Common Setup Mistakes
- Treating assessment completion as compliance: The most damaging mistake. A completed Credo AI assessment means you have collected and organised evidence against a policy pack's controls. It does not mean you are legally compliant with the EU AI Act or NIST AI RMF. Compliance is a legal determination; Credo AI is an evidence management tool.
- Not setting a review cadence: Credo AI assessments that are completed once and never reviewed become stale within months. Set calendar reminders or configure Credo AI's review reminder feature before closing the initial assessment.
- Missing the deployer context: If your organisation deploys a third-party AI system (rather than developing its own), you have different obligations than a provider. The policy pack must be configured for the deployer role; the Article 26 deployer controls are different from the Article 13 provider controls and require different evidence.
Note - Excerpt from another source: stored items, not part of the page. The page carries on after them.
PR #5248, opened 2026-08-04
fix(matrix): send non-empty POST body on room join for Continuwuity compatibility

### LINKED ISSUE #5247: Matrix bot does not auto-join when invited to a room (_on_room_invite callback not firing)
### Summary

nio's `Api.join()` sends a POST request with no body (`None`). Continuwuity rejects empty POST bodies with `M_BAD_JSON: deserialization failed: EOF while parsing a value at line 1 column 0`. The `_on_room_invite` callback fires correctly, but `self.client.join(room_id)` always fails against Continuwuity, so the bot never joins.

This worked against Synapse, which accepts empty POST bodies.

### Root cause (confirmed)

nio's `Api.join()` method:

```python
@staticmethod
def join(access_token: str, room_id: str) -> tuple[str, str]:
    path = ["join", room_id]
    query_parameters = {"access_token": access_token}
    return "POST", Api._build_path(path, query_parameters)
```

This returns a method and path but **no data**. When `AsyncClient._send()` is called, it passes `data=None` to the HTTP layer, resulting in a POST with an empty body.

Continuwuity requires a valid JSON body (even `{}`) on POST `/join/{roomId}`. The error:
```
JoinError: M_BAD_JSON deserialization failed: EOF while parsing a value at line 1 column 0
```

Synapse accepts empty POST bodies, so this worked before migrating to Continuwuity.

### Environment

- nanobot: v0.3.0
- matrix-nio: 0.26.0
- Homeserver: Continuwuity (self-hosted, federation enabled)
- E2EE: enabled, SAS verification enabled
- Config: `groupPolicy: "open"`, `allowFrom` contains the inviting user's MXID

### Reproduction

1. Start nanobot with Matrix channel enabled (sync loop running, bot responsive)
2. From an allowlisted user, invite the bot to a room
3. `_on_room_invite` callback fires correctly
4. `self.client.join(room_id)` sends POST with empty body
5. Continuwuity returns `M_BAD_JSON`
6. Bot does not join the room

### What was ruled out

- **Sync loop stall:** NOT the cause — sync loop was confirmed running
- **Stale credentials/session:** NOT the cause — credentials were fresh
- **Invite not in sync response:** NOT the cause — invite was present in `rooms.invite`
- **nio invite event parsing:** NOT the cause — `InviteEvent.parse_event()` correctly parses Continuwuity's stripped state events (verified by feeding raw sync response through nio's `SyncResponse.from_dict()`)
- **nanobot code regression:** NOT the cause — `_on_room_invite` has been identical across all releases

### Fix

Bypass `client.join()` and send `'{}'` as the POST body via `client._send()`:

```python
from nio.api import Api
from nio.responses import JoinResponse

method, path = Api.join(self.client.access_token, room_id)
resp = await self.client._send(JoinResponse, method, path, data="{}")
```

This has been tested and confirmed working against Continuwuity. The bot now auto-joins rooms on invite.

The proper upstream fix would be in nio's `Api.join()` to send `data="{}"` instead of `data=None`, or in nanobot's `_on_room_invite` to use a join method that includes a body.

### Additional context

- Auto-join worked correctly when the bot ran against Synapse
- Broke after migrating to Continuwuity (no nanobot code changed)
- The callback was always firing — `join()` was silently failing
- Original unpatched code had no error logging, so the failure was invisible

orrinwitt:
## Summary

nio's `Api.join()` sends a POST request with no body (`None`). Some homeservers — notably Continuwuity — reject empty POST bodies with `M_BAD_JSON: deserialization failed: EOF while parsing a value at line 1 column 0`. This causes `_on_room_invite` to fire correctly but `join()` to silently fail, so the bot never auto-joins rooms.

This worked against Synapse, which accepts empty POST bodies.

## Root cause

nio's `Api.join()`:
```python
@staticmethod
def join(access_token: str, room_id: str) -> tuple[str, str]:
    path = ["join", room_id]
    query_parameters = {"access_token": access_token}
    return "POST", Api._build_path(path, query_parameters)  # no data
```

`AsyncClient.join()` passes `data=None` to `_send()`, resulting in a POST with an empty body. Continuwuity requires valid JSON (even `{}`).

## Fix

- Add `_join_room_safe()` that sends `"{}"` as the POST body via `client._send()`, bypassing `client.join()`
- Route both `_on_room_invite` and the new `_on_sync_invite_fallback` through `_join_room_safe()`
- Add a `SyncResponse` response callback (`_on_sync_invite_fallback`) that checks `response.rooms.invite` after every sync and joins any pending invites from allowed senders — a safety net in case the event callback's join fails (some homeservers deliver each invite only once, so a failed join means the invite is permanently lost)

## Testing

Tested against Continuwuity (self-hosted, federation enabled) with nanobot v0.3.0 + matrix-nio 0.26.0. Bot now auto-joins rooms on invite.

Before:
```
ERROR | matrix | Matrix auto-join FAILED: JoinError: M_BAD_JSON deserialization failed: EOF while parsing a value at line 1 column 0
```

After:
```
INFO  | matrix | Matrix auto-join succeeded: !7vGMv3tpTp8CzStyMbOUxen2f-dFIV7TnIbb2g3LlOo
```

Fixes #5247

### DIFF
--- a/nanobot/channels/matrix/runtime.py
+++ b/nanobot/channels/matrix/runtime.py
@@ -24,10 +24,12 @@ try:
     import nh3
     from mistune import HTMLRenderer, create_markdown
     from nio import (
+        Api,
         AsyncClient,
         AsyncClientConfig,
         InviteEvent,
         JoinError,
+        JoinResponse,
         KeyVerificationCancel,
         KeyVerificationEvent,
         KeyVerificationKey,
@@ -791,13 +793,15 @@ class MatrixChannel(BaseChannel):
         (notably Continuwuity) reject empty bodies with ``M_BAD_JSON``.
         Sending ``"{}"`` satisfies both strict and lenient servers.
         """
-        from nio.api import Api
-        from nio.responses import JoinResponse
-
         client = self._require_client()
         method, path = Api.join(client.access_token, room_id)
         try:
-            resp = await client._send(JoinResponse, method, path, data="{}")
+            resp = cast(
+                JoinResponse | JoinError,
+                await client._send(  # type: ignore[reportPrivateUsage, reportUnknownMemberType]
+                    JoinResponse, method, path, data="{}"
+                ),
+            )
         except Exception:
             self.logger.error("Matrix join request exception for room={}", room_id, exc_info=True)
             return False
@@ -819,9 +823,9 @@ class MatrixChannel(BaseChannel):
         if not response.rooms or not response.rooms.invite:
             return
         for room_id, invite_info in response.rooms.invite.items():
-            for event in invite_info.invite_state:
+            for event in cast(list[Any], invite_info.invite_state):
                 sender = getattr(event, "sender", None)
-                if sender and self.is_allowed(sender):
+                if sender and self.is_allowed(cast(str, sender)):
                     await self._join_room_safe(room_id)
                     break
 
--- a/nanobot/channels/matrix/runtime.py
+++ b/nanobot/channels/matrix/runtime.py
@@ -43,6 +43,7 @@ try:
         RoomSendResponse,
         RoomTypingError,
         SyncError,
+        SyncResponse,
         ToDeviceError,
         UploadError,
     )
@@ -701,6 +702,7 @@ class MatrixChannel(BaseChannel):
         client.add_response_callback(self._on_sync_error, SyncError)
         client.add_response_callback(self._on_join_error, JoinError)
         client.add_response_callback(self._on_send_error, RoomSendError)
+        client.add_response_callback(self._on_sync_invite_fallback, SyncResponse)
 
     def _is_sas_sender_allowed(self, sender: str) -> bool:
         return bool(sender and self.is_allowed(sender))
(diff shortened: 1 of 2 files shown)


orrinwitt:
@chengyongru fixes awaiting review.

chengyongru:
@orrinwitt 

hi, ci failed

orrinwitt:
Pushed test fixes. The two CI failures were:

1. **`test_start_skips_load_store_when_device_id_missing`** — assertion `response_callbacks == 3` needed updating to `4` (the new `SyncResponse` callback)
2. **`test_room_invite_joins_when_sender_allowed`** — `_join_room_safe` calls `client._send()` instead of `client.join()`, but the `_FakeAsyncClient` mock had no `_send` method

Fixed both and added 3 new tests for `_on_sync_invite_fallback` (joins pending invites, no-op on empty, respects allow list). All 87 matrix tests pass locally, ruff check clean.

CI run needs approval to start.

chengyongru (approved):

- Aggregating multiple models into one system record: Creates assessment ambiguity. A fine-tuned model is technically a different system from the base model it was derived from. Create separate records and link them via the platform's provenance features.
- Uploading draft documents as evidence: Evidence in Credo AI should reflect the approved, version-controlled state of your documentation. Uploading working drafts creates a misleading compliance picture and can cause problems if the platform's outputs are shared externally.
- Not configuring threshold alerts: SDK-generated metrics without alert thresholds do not trigger any action. Configure thresholds for each metric in Credo AI so that a degradation in fairness or accuracy automatically flags the assessment for review.